Dataset entries:
PR #124, opened 2025-05-13
Add a utility to load a `SmilesListInventory` from file

kmaziarz:
By far the most common way to provide a purchasable molecule inventory is `SmilesListInventory`, and the most common way of constructing that is from a file containing a list of SMILES, one per line. So far, the code to read the SMILES, strip endlines, and construct the inventory, lived in the search CLI. However, calling search from arbitrary Python I had to duplicate it. This PR avoids this (minor) duplication by making this code a `classmethod` of `SmilesListInventory`.

### DIFF
--- a/syntheseus/cli/search.py
+++ b/syntheseus/cli/search.py
@@ -194,10 +194,8 @@ def run_from_config(config: SearchConfig) -> Path:
     )
 
     # Set up the inventory
-    with open(config.inventory_smiles_file, "rt") as f_inventory:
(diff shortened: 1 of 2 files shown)


AustinT (approved):
Content-wise, LGTM! (I didn't run it myself but can't see any clear errors)

I notice the tests don't pass though, and the error is `urllib.error.HTTPError: HTTP Error 403: SSL is required`. This seems to be related to downloading the models. Is this the first time you are seeing an error like this?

→ PROBLEM TO SOLVE
All entries above are to be repeated verbatim, down to the last line.

→ RESPONSE BOX
PR #124, opened 2025-05-13
Add a utility to load a `SmilesListInventory` from file

kmaziarz:
By far the most common way to provide a purchasable molecule inventory is `SmilesListInventory`, and the most common way of constructing that is from a file containing a list of SMILES, one per line. So far, the code to read the SMILES, strip endlines, and construct the inventory, lived in the search CLI. However, calling search from arbitrary Python I had to duplicate it. This PR avoids this (minor) duplication by making this code a `classmethod` of `SmilesListInventory`.

### DIFF
--- a/syntheseus/cli/search.py
+++ b/syntheseus/cli/search.py
@@ -194,10 +194,8 @@ def run_from_config(config: SearchConfig) -> Path:
     )
 
     # Set up the inventory
-    with open(config.inventory_smiles_file, "rt") as f_inventory:
(diff shortened: 1 of 2 files shown)


AustinT (approved):
Content-wise, LGTM! (I didn't run it myself but can't see any clear errors)

I notice the tests don't pass though, and the error is `urllib.error.HTTPError: HTTP Error 403: SSL is required`. This seems to be related to downloading the models. Is this the first time you are seeing an error like this?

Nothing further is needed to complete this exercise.